>>>>

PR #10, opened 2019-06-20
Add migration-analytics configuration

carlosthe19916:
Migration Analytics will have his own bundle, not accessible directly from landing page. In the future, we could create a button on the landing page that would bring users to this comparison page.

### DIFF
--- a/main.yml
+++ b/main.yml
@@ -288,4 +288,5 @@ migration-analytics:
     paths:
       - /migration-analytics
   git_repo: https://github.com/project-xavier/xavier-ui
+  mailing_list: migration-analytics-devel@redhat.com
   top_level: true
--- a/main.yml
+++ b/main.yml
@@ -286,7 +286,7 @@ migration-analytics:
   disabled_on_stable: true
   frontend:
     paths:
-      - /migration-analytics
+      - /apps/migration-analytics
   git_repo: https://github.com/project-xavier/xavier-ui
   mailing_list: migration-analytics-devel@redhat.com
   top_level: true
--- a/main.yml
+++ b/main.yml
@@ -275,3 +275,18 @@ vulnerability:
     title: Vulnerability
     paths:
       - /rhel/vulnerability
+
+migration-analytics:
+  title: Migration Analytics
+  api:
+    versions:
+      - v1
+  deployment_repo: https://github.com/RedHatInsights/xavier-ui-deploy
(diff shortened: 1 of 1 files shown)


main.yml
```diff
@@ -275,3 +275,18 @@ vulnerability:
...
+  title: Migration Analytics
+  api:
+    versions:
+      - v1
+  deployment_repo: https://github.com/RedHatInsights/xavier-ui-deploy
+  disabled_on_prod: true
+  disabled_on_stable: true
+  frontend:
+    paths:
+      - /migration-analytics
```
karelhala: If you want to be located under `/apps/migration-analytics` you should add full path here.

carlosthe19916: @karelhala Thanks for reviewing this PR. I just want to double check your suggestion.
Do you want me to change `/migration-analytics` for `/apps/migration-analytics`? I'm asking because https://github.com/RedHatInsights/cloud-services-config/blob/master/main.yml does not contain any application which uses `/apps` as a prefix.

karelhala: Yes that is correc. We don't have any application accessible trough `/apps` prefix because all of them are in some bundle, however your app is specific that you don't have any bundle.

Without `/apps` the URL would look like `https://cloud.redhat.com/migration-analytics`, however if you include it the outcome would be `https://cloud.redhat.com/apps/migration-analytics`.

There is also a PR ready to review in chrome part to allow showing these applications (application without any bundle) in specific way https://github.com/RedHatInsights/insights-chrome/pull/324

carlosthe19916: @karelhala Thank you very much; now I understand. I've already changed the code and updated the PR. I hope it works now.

<<<<

Action item:
Lines containing the word "because" are to be located in the entries and copied.

Output for this exercise:
Do you want me to change `/migration-analytics` for `/apps/migration-analytics`? I'm asking because https://github.com/RedHatInsights/cloud-services-config/blob/master/main.yml does not contain any application which uses `/apps` as a prefix.
karelhala: Yes that is correc. We don't have any application accessible trough `/apps` prefix because all of them are in some bundle, however your app is specific that you don't have any bundle.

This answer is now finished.